Einen einfachen Tipp für den Einstieg in die Kommunikation gibt zudem Tobias Maier, wissenschaftlicher Leiter des Nationalen Instituts für Wissenschaftskommunikation (NaWik), im Interview mit uns: „Einfach anfangen, ist der erste Tipp. Die Hürden sind so niedrig wie nie.“

Apropos kommunizierende Forschende: Das 11. Forum Wissenschaftskommunikation vom 7. bis 9. November wird sich dieses Jahr unter dem Motto „Wissenschaftlerinnen und Wissenschaftler im Fokus der Wissenschaftskommunikation“ mit der Rolle der Forschenden in der Wissenschaftskommunikation befassen. Noch bis zum 16. April läuft hier übrigens der Call for Proposals.

Im zweiten Antwortcluster, in dem 20 % der Antworten zusammengefasst sind, geht es ebenfalls um kommunizierende Wissenschaftlerinnen und Wissenschaftler, jedoch geht es hier nicht die nötigen Rahmenbedingungen für die Kommunikationstätigkeit, sondern um die Einstellung der Forschenden selbst zur Wissenschaftskommunikation. Sie sollten sich darüber im Klaren sein, „dass sie eine gesellschaftliche Verantwortung tragen“. Aus diesem Grunde müssten sie „Kommunikation als wichtigen Teil ihrer Aufgabe begreifen, nicht als lästige Störung“. Dabei gehe es nicht nur darum, dass sie anerkennen, dass mit der öffentlichen Förderung ihrer Arbeit auch eine „Pflicht zur Kommunikation“ einhergeht, sondern auch darum, den eigenen „Nutzen darin zu erkennen, ihre Forschung einer breiteren Öffentlichkeit zugänglich zu machen“.

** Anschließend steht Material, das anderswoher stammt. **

PR #3318, opened 2015-08-21
Numpy-like interface for stack.

### LINKED ISSUE #3182: wrap numpy.stack
https://github.com/numpy/numpy/pull/5605 add it, we should make it available as a user interface and use our current op.

Thrandis:
Fixes #3182

### DIFF
--- a/doc/library/tensor/basic.txt
+++ b/doc/library/tensor/basic.txt
@@ -583,6 +583,20 @@ dimensions, see :meth:`_tensor_py_operators.dimshuffle`.
     :type n_ones: int
     :type n_ones: number of dimension to be added to `x`
 
+
+.. function:: shape_padaxis(t, axis)
+
+    Reshape `t` by adding 1 at the dimension `axis`. Note that this new
+    dimension will be broadcastable. To make it non-broadcastable
+    see the :func:`unbroadcast`.
+
+    :type x: any TensorVariable (or compatible)
+    :param x: variable to be reshaped
+
+    :type axis: int
+    :param  axis: axis where to add the new dimension to `x`
+
+
 .. autofunction:: unbroadcast(x, *axes)
 
 .. autofunction:: addbroadcast(x, *axes)
@@ -677,6 +691,26 @@ Creating Tensor
     :returns: A tensor of same shape as `x` that is filled with 0s everywhere
               except for the main diagonal, whose values are equal to one. The output
               will have same dtype as `x`.
+
+
+.. function:: stack(tensors, axis=0)
+
+    Warning: The interface stack(*tensors) is deprecated!
+
+    Return a Tensor representing for the arguments all stacked up into a single Tensor.
+    (of 1 rank greater).
+
+    :param tensors: a list or a tuple of one or more tensors of the same rank.
+    :param axis: the axis along which the tensors will be stacked.
+    :returns: A tensor such that rval[0] == tensors[0], rval[1] == tensors[1], etc.
+
+    >>> x0 = T.scalar()
+    >>> x1 = T.scalar()
+    >>> x2 = T.scalar()
+    >>> x = T.stack(x0, x1, x2)
+    >>> x.ndim # x is a vector of length 3.
+    1
+
 
 .. function:: stack(*tensors)
 
--- a/doc/library/tensor/basic.txt
+++ b/doc/library/tensor/basic.txt
@@ -701,13 +701,13 @@ Creating Tensor
     (of 1 rank greater).
 
     :param tensors: a list or a tuple of one or more tensors of the same rank.
-    :param axis: the axis along which the tensors will be stacked.
+    :param axis: the axis along which the tensors will be stacked. Default value is 0.
     :returns: A tensor such that rval[0] == tensors[0], rval[1] == tensors[1], etc.
 
     >>> x0 = T.scalar()
     >>> x1 = T.scalar()
     >>> x2 = T.scalar()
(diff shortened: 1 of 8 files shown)


Thrandis:
@bouthilx : Sorry for the mess! Hope it is allright now!

theano/tensor/basic.py
```diff
@@ -3963,16 +3963,53 @@ def shape_padright(t, n_ones=1):
...
 def stack(*tensors):
     """Insert the arguments as slices into a tensor of 1 rank greater.
 
     The size in dimension 0 of the result will be equal to the number
     of tensors passed.
 
+    Note: The interface stack(*tensors) is deprecated, you should use
+    stack(tensors, axis=0) insted.
+
+    :Parameters:
```
bouthilx: Parameters docstring format is somehow inconsistant in Theano. @lamblin Should we use 
```
"""
:Parameters: 
- `parameter_name` : type
    description
"""
```

or this

```
"""
Parameters
----------
parameter_name : type
    description
"""
```

lamblin: Ideally, the second one, but I'm not sure if it is already supported.
@abergeron, what is the status?

bouthilx:
@Thrandis Arnaud confirmed new docstring format is supported. You can modify to this style

```python
"""
Parameters
----------
parameter_name : type
    description
"""
```

bouthilx:
Oops. Looking at the new docstring I realized that using the function as  
```python 
stack(tensors=[A, B, C], axis=1)
``` 
would not work. We need to handle **kwargs during the deprecation phase. Sorry @Thrandis ! Please add a test case to verify this function signature.

Thrandis:
@bouthilx there you go!

bouthilx:
@Thrandis What if you add ```warnings.simplefilter('always', DeprecationWarning)``` at the beginning of your test? (Make sure you sure you use ```DeprecationWarning``` when you raise the message)

Thrandis:
I was using warnings.simplefilter('always')
Le 4 sept. 2015 11:50 AM, "Xavier Bouthillier" <notifications@github.com> a
écrit :

bouthilx:
Ok, try with DeprecationWarning. For me it didn't work without it.

Thrandis:
I'll try that just after Aaron's class

Thrandis:
@bouthilx I made the changes. 
The weird thing is that if the warning has been raised in the code before, then it wont't be raised again (even with `warnings.simplefilter('always', DeprecationWarning`). So I switched to the new interface for the whole test script.

bouthilx:
oh! You should change the stack() calls to the new interface everywhere.

Thrandis:
@bouthilx ahah damn you're right! I'll make those changes!

Thrandis:
@bouthilx 
I added stack([a, b], axis=1) and made the change in the whole theano code!
Last thing to do is to check for those negative axis!

Thrandis:
@bouthilx how should I handle an out-of-bounds case?

Right now, if the tensor shape is let's say 3, and we want to stack them on the axis 5, it will add a new dimension and stack them on that dimension (so the tensor will be of size 4 instead of 5), because `list.insert()` allows it.

Shall I test that `abs(axis)` is not bigger than `tensors[0].ndim + 1` and raise an error if it is?

bouthilx:
You should test it like in numpy ([check here](https://github.com/numpy/numpy/blob/master/numpy/core/shape_base.py#L342)).

Yep if you have tensors of dimension 3, axis=5 is out of bound.

Thrandis:
@bouthilx added negative axis. Let me know if there is other modifications to do!

Thrandis:
@bouthilx there you go :-)

doc/library/tensor/basic.txt
```diff
@@ -678,6 +692,26 @@ Creating Tensor
...
+    (of 1 rank greater).
+
+    :param tensors: a list or a tuple of one or more tensors of the same rank.
+    :param axis: the axis along which the tensors will be stacked.
+    :returns: A tensor such that rval[0] == tensors[0], rval[1] == tensors[1], etc.
+
+    >>> x0 = T.scalar()
+    >>> x1 = T.scalar()
+    >>> x2 = T.scalar()
+    >>> x = T.stack(x0, x1, x2)
```
bouthilx: Deprecated :)

theano/tensor/basic.py
```diff
@@ -3963,16 +3963,78 @@ def shape_padright(t, n_ones=1):
...
 
+    Note: The interface stack(*tensors) is deprecated, you should use
+    stack(tensors, axis=0) insted.
+
+    Parameters
+    ----------
+    tensors : list or tuple of tensors
+        A list of tensors to be stacked.
+    axis : int
+        The index of the new axis.
```
bouthilx: Default value is 0

bouthilx:
Sorry @Thrandis for the two late minor fixes.

bouthilx:
Thanks!

theano/tensor/basic.py
```diff
@@ -3963,16 +3963,78 @@ def shape_padright(t, n_ones=1):
 
 
 @constructor
-def stack(*tensors):
+def shape_padaxis(t, axis):
+    """Reshape `t` by adding 1 at the dimension `axis`.
```
nouiz: This need an example. It is not clear on which side of the axis the 1 is added. Both option are possible.

nouiz: This also need to be documented in the file doc/library/tensor/basic.txt after shape_padright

Erst kürzlich wurde auf Wissenschaftskommunikation.de unter reger Teilnahme der Community die Frage diskutiert, ob Wissenschaftlerinnen und Wissenschaftler zur Kommunikation verpflichtet seien. Sabine Hossenfelder, Research Fellow am Frankfurt Institute for Advanced Studies, sah in ihrem Beitrag die unbezahlte Wissenschaftskommunikation durch Forschende mehr als kritisch: „Wissenschaftler, die sich um Wissenschaftskommunikation bemühen, [sind] keine Märtyrer für den guten Zweck, sondern Idioten.“ Michael Sonnabend, Leiter der Öffentlichkeitsarbeit des Stifterverbandes, setze dieser Ansicht in seinem Beitrag entgegen: Forschende sollten sich „einfach ins Getümmel werfen – bezahlt oder unbezahlt.“ Kontroverse Thesen, die eine spannende Diskussion entfachten.

Auch Hans-Christian Pape, seit Januar 2018 Präsident der Alexander von Humboldt-Stiftung, forderte in seiner Antrittsrede mehr gesellschaftliches Engagement seitens der Forschung und die gezielte Kommunikation mit der Öffentlichkeit. Im Februar sprach er hierzu auf Wissenschaftskommunikation.de im Interview.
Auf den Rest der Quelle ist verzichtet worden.